--- RECORDS PROVIDED Enclosed Below ---

PR #1819, opened 2022-07-20
Update bitmap factory for Semantic App

JohnDoll2023:
## Description ##

This fixes the Semantic app issue where the image was grayscale and duplicated 9 times

- Does not transpose the array anymore, instead, just gets the shape height and width where they exist in the NDArray
- Checked all other apps and this fixed had no affect on them as they were working correctly both prior to and after this change

### DIFF
--- a/android/core/src/main/java/ai/djl/android/core/BitmapImageFactory.java
+++ b/android/core/src/main/java/ai/djl/android/core/BitmapImageFactory.java
@@ -85,6 +85,8 @@ public class BitmapImageFactory extends ImageFactory {
     @Override
     public Image fromNDArray(NDArray array) {
         Shape shape = array.getShape();
+        int height = (int) shape.get(1);
+        int width = (int) shape.get(2);
         if (shape.dimension() != 3) {
             throw new IllegalArgumentException("Shape should only have three dimension follow CHW");
         }
@@ -95,20 +97,20 @@ public class BitmapImageFactory extends ImageFactory {
             throw new UnsupportedOperationException("Grayscale image is not supported");
         } else if (shape.get(0) != 3) {
             if (shape.get(2) == 3) {
-                array = array.transpose(2, 0, 1);
-                shape = array.getShape();
+                height = (int) shape.get(0);
+                width = (int) shape.get(1);
             } else {
                 throw new IllegalArgumentException("First or last dimension should be number of channel with value 1 or 3");
             }
         }
-        int height = (int) shape.get(1);
-        int width = (int) shape.get(2);
-        int imageArea = width * height;
-        Bitmap bitmap = Bitmap.createBitmap(width, height, Bitmap.Config.ARGB_8888);
+        int finalWidth = width;
+        int finalHeight = height;
+        int imageArea = finalWidth * finalHeight;
+        Bitmap bitmap = Bitmap.createBitmap(finalWidth, finalHeight, Bitmap.Config.ARGB_8888);
         int[] raw = array.toUint8Array();
         IntStream.range(0, imageArea).parallel().forEach(ele -> {
-            int x = ele % width;
-            int y = ele / width;
+            int x = ele % finalWidth;
+            int y = ele / finalWidth;
             int red = raw[ele] & 0xFF;
             int green = raw[ele + imageArea] & 0xFF;
             int blue = raw[ele + imageArea * 2] & 0xFF;
--- a/android/core/src/main/java/ai/djl/android/core/BitmapImageFactory.java
+++ b/android/core/src/main/java/ai/djl/android/core/BitmapImageFactory.java
@@ -91,7 +91,10 @@ public class BitmapImageFactory extends ImageFactory {
         if (shape.dimension() != 3) {
             throw new IllegalArgumentException("Shape should only have three dimension follow CHW");
         }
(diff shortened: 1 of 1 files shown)


android/core/src/main/java/ai/djl/android/core/BitmapImageFactory.java
```diff
@@ -86,24 +86,29 @@ public Image fromImage(Object image) {
...
-            array = array.transpose(2, 0, 1);
-            shape = array.getShape();
-        }
-        int height = (int) shape.get(1);
-        int width = (int) shape.get(2);
-        int imageArea = width * height;
-        Bitmap bitmap = Bitmap.createBitmap(width, height, Bitmap.Config.ARGB_8888);
-        int[] raw = array.toType(DataType.UINT8, false).toUint8Array();
+        int finalWidth = width;
+        int finalHeight = height;
```
lanking520, line 105: Why do we introduce final width and height? Can we reuse?

android/core/src/main/java/ai/djl/android/core/BitmapImageFactory.java
```diff
@@ -86,24 +86,29 @@ public Image fromImage(Object image) {
...
+        int imageArea = finalWidth * finalHeight;
+        Bitmap bitmap = Bitmap.createBitmap(finalWidth, finalHeight, Bitmap.Config.ARGB_8888);
+        int[] raw = array.toUint8Array();
         IntStream.range(0, imageArea).parallel().forEach(ele -> {
-            int x = ele % width;
-            int y = ele / width;
+            int x = ele % finalWidth;
```
lanking520, line 110: This does not applies to HWC. HWC (Channel last) will display the data like 

For each height and width:
Show R,G,B (3 channel color)

CHW like

For each channel
 Hight and width color

lanking520 (changes requested):

android/core/src/main/java/ai/djl/android/core/BitmapImageFactory.java
lanking520: So you may need to determine if here is CHW or HWC and customize your loading logic

android/core/src/main/java/ai/djl/android/core/BitmapImageFactory.java
JohnDoll2023: In the [BufferedImageFactory](https://github.com/JohnDoll2023/djl/blob/master/api/src/main/java/ai/djl/modality/cv/BufferedImageFactory.java#L105), the width is set to final there so I was trying to follow the same convention

android/core/src/main/java/ai/djl/android/core/BitmapImageFactory.java
JohnDoll2023: I have tested this on all the Android apps and this method works. Originally for my app, I was transposing the NDArray to CHW, but that caused an error in the image being shown in the app. @frankfliu and I were getting a 3x3 grid of mini grayscale images back, but when I took out the transpose, the image was shown correctly.

android/core/src/main/java/ai/djl/android/core/BitmapImageFactory.java
```diff
@@ -86,24 +86,29 @@ public Image fromImage(Object image) {
...
         Shape shape = array.getShape();
+        int height = (int) shape.get(1);
+        int width = (int) shape.get(2);
         if (shape.dimension() != 3) {
             throw new IllegalArgumentException("Shape should only have three dimension follow CHW");
         }
         if (shape.get(0) == 1) {
             throw new UnsupportedOperationException("Grayscale image is not supported");
+        } else if (shape.get(0) != 3) {
+            if (shape.get(2) == 3) {
```
zachgk, line 97: Based on the error message, shouldn't the case of `shape.get(2) == 1` also be handled?

android/core/src/main/java/ai/djl/android/core/BitmapImageFactory.java
zachgk: I would agree that we should reuse. The implication of having a variable named finalWidth is that there is also a non-final width and using it would not be right. But here, there are multiple paths to set the width, but it is not really changing. It may even make sense to change BufferedImageFactory as well. But for here, you can use width and height

JohnDoll2023: Ah I see why it is that way in BufferedImageFactory. The build will fail with error `local variables referenced from a lambda expression must be final or effectively final`. I will put `width` into a final variable and leave height just as height.

android/core/src/main/java/ai/djl/android/core/BitmapImageFactory.java
JohnDoll2023: Added a check for this

android/core/src/main/java/ai/djl/android/core/BitmapImageFactory.java
lanking520: Since you are allowing HWC data input, you should handle this case correctly. The data order is changed for HWC as mentioned above. It is ordered to be channel last where RGB color are come together. In here we assume data is CHW and that's why we always add the area size to skip a channel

--- End of Enclosed RECORDS PROVIDED ---

Each entry above should be output again, precisely as given.

PR #1819, opened 2022-07-20
Update bitmap factory for Semantic App

JohnDoll2023:
## Description ##

This fixes the Semantic app issue where the image was grayscale and duplicated 9 times

- Does not transpose the array anymore, instead, just gets the shape height and width where they exist in the NDArray
- Checked all other apps and this fixed had no affect on them as they were working correctly both prior to and after this change

### DIFF
--- a/android/core/src/main/java/ai/djl/android/core/BitmapImageFactory.java
+++ b/android/core/src/main/java/ai/djl/android/core/BitmapImageFactory.java
@@ -85,6 +85,8 @@ public class BitmapImageFactory extends ImageFactory {
     @Override
     public Image fromNDArray(NDArray array) {
         Shape shape = array.getShape();
+        int height = (int) shape.get(1);
+        int width = (int) shape.get(2);
         if (shape.dimension() != 3) {
             throw new IllegalArgumentException("Shape should only have three dimension follow CHW");
         }
@@ -95,20 +97,20 @@ public class BitmapImageFactory extends ImageFactory {
             throw new UnsupportedOperationException("Grayscale image is not supported");
         } else if (shape.get(0) != 3) {
             if (shape.get(2) == 3) {
-                array = array.transpose(2, 0, 1);
-                shape = array.getShape();
+                height = (int) shape.get(0);
+                width = (int) shape.get(1);
             } else {
                 throw new IllegalArgumentException("First or last dimension should be number of channel with value 1 or 3");
             }
         }
-        int height = (int) shape.get(1);
-        int width = (int) shape.get(2);
-        int imageArea = width * height;
-        Bitmap bitmap = Bitmap.createBitmap(width, height, Bitmap.Config.ARGB_8888);
+        int finalWidth = width;
+        int finalHeight = height;
+        int imageArea = finalWidth * finalHeight;
+        Bitmap bitmap = Bitmap.createBitmap(finalWidth, finalHeight, Bitmap.Config.ARGB_8888);
         int[] raw = array.toUint8Array();
         IntStream.range(0, imageArea).parallel().forEach(ele -> {
-            int x = ele % width;
-            int y = ele / width;
+            int x = ele % finalWidth;
+            int y = ele / finalWidth;
             int red = raw[ele] & 0xFF;
             int green = raw[ele + imageArea] & 0xFF;
             int blue = raw[ele + imageArea * 2] & 0xFF;
--- a/android/core/src/main/java/ai/djl/android/core/BitmapImageFactory.java
+++ b/android/core/src/main/java/ai/djl/android/core/BitmapImageFactory.java
@@ -91,7 +91,10 @@ public class BitmapImageFactory extends ImageFactory {
         if (shape.dimension() != 3) {
             throw new IllegalArgumentException("Shape should only have three dimension follow CHW");
         }
(diff shortened: 1 of 1 files shown)


android/core/src/main/java/ai/djl/android/core/BitmapImageFactory.java
```diff
@@ -86,24 +86,29 @@ public Image fromImage(Object image) {
...
-            array = array.transpose(2, 0, 1);
-            shape = array.getShape();
-        }
-        int height = (int) shape.get(1);
-        int width = (int) shape.get(2);
-        int imageArea = width * height;
-        Bitmap bitmap = Bitmap.createBitmap(width, height, Bitmap.Config.ARGB_8888);
-        int[] raw = array.toType(DataType.UINT8, false).toUint8Array();
+        int finalWidth = width;
+        int finalHeight = height;
```
lanking520, line 105: Why do we introduce final width and height? Can we reuse?

android/core/src/main/java/ai/djl/android/core/BitmapImageFactory.java
```diff
@@ -86,24 +86,29 @@ public Image fromImage(Object image) {
...
+        int imageArea = finalWidth * finalHeight;
+        Bitmap bitmap = Bitmap.createBitmap(finalWidth, finalHeight, Bitmap.Config.ARGB_8888);
+        int[] raw = array.toUint8Array();
         IntStream.range(0, imageArea).parallel().forEach(ele -> {
-            int x = ele % width;
-            int y = ele / width;
+            int x = ele % finalWidth;
```
lanking520, line 110: This does not applies to HWC. HWC (Channel last) will display the data like 

For each height and width:
Show R,G,B (3 channel color)

CHW like

For each channel
 Hight and width color

lanking520 (changes requested):

android/core/src/main/java/ai/djl/android/core/BitmapImageFactory.java
lanking520: So you may need to determine if here is CHW or HWC and customize your loading logic

android/core/src/main/java/ai/djl/android/core/BitmapImageFactory.java
JohnDoll2023: In the [BufferedImageFactory](https://github.com/JohnDoll2023/djl/blob/master/api/src/main/java/ai/djl/modality/cv/BufferedImageFactory.java#L105), the width is set to final there so I was trying to follow the same convention

android/core/src/main/java/ai/djl/android/core/BitmapImageFactory.java
JohnDoll2023: I have tested this on all the Android apps and this method works. Originally for my app, I was transposing the NDArray to CHW, but that caused an error in the image being shown in the app. @frankfliu and I were getting a 3x3 grid of mini grayscale images back, but when I took out the transpose, the image was shown correctly.

android/core/src/main/java/ai/djl/android/core/BitmapImageFactory.java
```diff
@@ -86,24 +86,29 @@ public Image fromImage(Object image) {
...
         Shape shape = array.getShape();
+        int height = (int) shape.get(1);
+        int width = (int) shape.get(2);
         if (shape.dimension() != 3) {
             throw new IllegalArgumentException("Shape should only have three dimension follow CHW");
         }
         if (shape.get(0) == 1) {
             throw new UnsupportedOperationException("Grayscale image is not supported");
+        } else if (shape.get(0) != 3) {
+            if (shape.get(2) == 3) {
```
zachgk, line 97: Based on the error message, shouldn't the case of `shape.get(2) == 1` also be handled?

android/core/src/main/java/ai/djl/android/core/BitmapImageFactory.java
zachgk: I would agree that we should reuse. The implication of having a variable named finalWidth is that there is also a non-final width and using it would not be right. But here, there are multiple paths to set the width, but it is not really changing. It may even make sense to change BufferedImageFactory as well. But for here, you can use width and height

JohnDoll2023: Ah I see why it is that way in BufferedImageFactory. The build will fail with error `local variables referenced from a lambda expression must be final or effectively final`. I will put `width` into a final variable and leave height just as height.

android/core/src/main/java/ai/djl/android/core/BitmapImageFactory.java
JohnDoll2023: Added a check for this

android/core/src/main/java/ai/djl/android/core/BitmapImageFactory.java
lanking520: Since you are allowing HWC data input, you should handle this case correctly. The data order is changed for HWC as mentioned above. It is ordered to be channel last where RGB color are come together. In here we assume data is CHW and that's why we always add the area size to skip a channel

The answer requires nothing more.